Source data >>

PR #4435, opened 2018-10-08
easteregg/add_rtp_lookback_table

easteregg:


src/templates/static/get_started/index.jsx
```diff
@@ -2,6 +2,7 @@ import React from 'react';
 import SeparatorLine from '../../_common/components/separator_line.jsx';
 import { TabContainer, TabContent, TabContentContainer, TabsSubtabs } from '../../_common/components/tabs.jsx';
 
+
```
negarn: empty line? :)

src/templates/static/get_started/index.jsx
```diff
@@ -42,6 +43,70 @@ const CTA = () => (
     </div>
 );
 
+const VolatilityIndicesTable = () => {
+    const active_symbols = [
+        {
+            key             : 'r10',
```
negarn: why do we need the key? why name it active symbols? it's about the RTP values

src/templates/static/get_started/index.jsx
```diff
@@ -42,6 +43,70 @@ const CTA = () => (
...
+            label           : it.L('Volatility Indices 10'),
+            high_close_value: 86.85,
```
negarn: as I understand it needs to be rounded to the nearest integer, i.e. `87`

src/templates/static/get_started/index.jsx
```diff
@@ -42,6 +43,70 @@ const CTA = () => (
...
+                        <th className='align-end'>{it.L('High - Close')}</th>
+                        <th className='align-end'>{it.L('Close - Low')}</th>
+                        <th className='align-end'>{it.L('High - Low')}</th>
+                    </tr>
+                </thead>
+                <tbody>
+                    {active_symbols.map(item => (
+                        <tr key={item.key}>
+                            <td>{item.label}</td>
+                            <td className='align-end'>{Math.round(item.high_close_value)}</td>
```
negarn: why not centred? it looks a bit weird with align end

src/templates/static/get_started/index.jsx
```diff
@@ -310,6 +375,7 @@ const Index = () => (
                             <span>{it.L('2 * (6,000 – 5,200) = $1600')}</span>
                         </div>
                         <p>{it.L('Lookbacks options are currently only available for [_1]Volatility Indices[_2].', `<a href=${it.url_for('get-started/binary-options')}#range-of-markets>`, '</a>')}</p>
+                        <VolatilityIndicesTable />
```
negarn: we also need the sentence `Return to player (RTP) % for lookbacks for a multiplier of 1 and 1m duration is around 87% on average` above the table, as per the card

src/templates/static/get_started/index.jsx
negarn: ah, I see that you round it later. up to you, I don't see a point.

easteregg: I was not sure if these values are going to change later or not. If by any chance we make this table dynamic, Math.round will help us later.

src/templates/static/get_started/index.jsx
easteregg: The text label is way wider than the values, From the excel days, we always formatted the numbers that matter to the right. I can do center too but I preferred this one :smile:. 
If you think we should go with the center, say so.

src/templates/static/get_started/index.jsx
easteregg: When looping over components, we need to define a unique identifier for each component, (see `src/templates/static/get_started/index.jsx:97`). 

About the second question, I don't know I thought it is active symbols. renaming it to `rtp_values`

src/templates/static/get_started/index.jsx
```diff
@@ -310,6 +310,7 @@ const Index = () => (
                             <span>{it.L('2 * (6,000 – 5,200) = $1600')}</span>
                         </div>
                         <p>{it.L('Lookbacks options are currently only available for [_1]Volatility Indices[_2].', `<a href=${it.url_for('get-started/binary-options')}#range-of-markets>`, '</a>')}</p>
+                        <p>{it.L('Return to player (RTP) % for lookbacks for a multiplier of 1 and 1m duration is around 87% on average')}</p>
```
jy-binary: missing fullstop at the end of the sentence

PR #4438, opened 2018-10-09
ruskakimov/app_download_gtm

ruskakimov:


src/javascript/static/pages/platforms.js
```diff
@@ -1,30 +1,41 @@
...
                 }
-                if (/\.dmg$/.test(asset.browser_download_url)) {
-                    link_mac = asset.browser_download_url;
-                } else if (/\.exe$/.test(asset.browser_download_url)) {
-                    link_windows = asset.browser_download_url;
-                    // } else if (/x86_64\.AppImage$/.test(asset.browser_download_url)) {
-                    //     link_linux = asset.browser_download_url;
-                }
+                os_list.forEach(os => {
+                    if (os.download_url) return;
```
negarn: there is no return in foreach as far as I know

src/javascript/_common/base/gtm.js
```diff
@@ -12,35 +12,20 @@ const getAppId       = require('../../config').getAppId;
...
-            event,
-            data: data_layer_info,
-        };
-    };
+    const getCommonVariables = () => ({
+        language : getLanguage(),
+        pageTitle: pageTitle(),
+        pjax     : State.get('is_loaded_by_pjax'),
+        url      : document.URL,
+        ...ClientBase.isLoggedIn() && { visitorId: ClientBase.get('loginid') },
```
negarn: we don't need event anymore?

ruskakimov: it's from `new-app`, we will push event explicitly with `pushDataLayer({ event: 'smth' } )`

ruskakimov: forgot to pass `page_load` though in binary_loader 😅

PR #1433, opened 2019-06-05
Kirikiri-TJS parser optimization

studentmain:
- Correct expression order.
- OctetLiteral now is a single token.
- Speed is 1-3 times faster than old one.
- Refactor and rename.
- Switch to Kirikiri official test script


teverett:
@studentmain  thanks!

Problem statement >> Wherever the string "VolatilityIndicesTable" appears in a line of the records, copy that line.

Result >>
+const VolatilityIndicesTable = () => {
+                        <VolatilityIndicesTable />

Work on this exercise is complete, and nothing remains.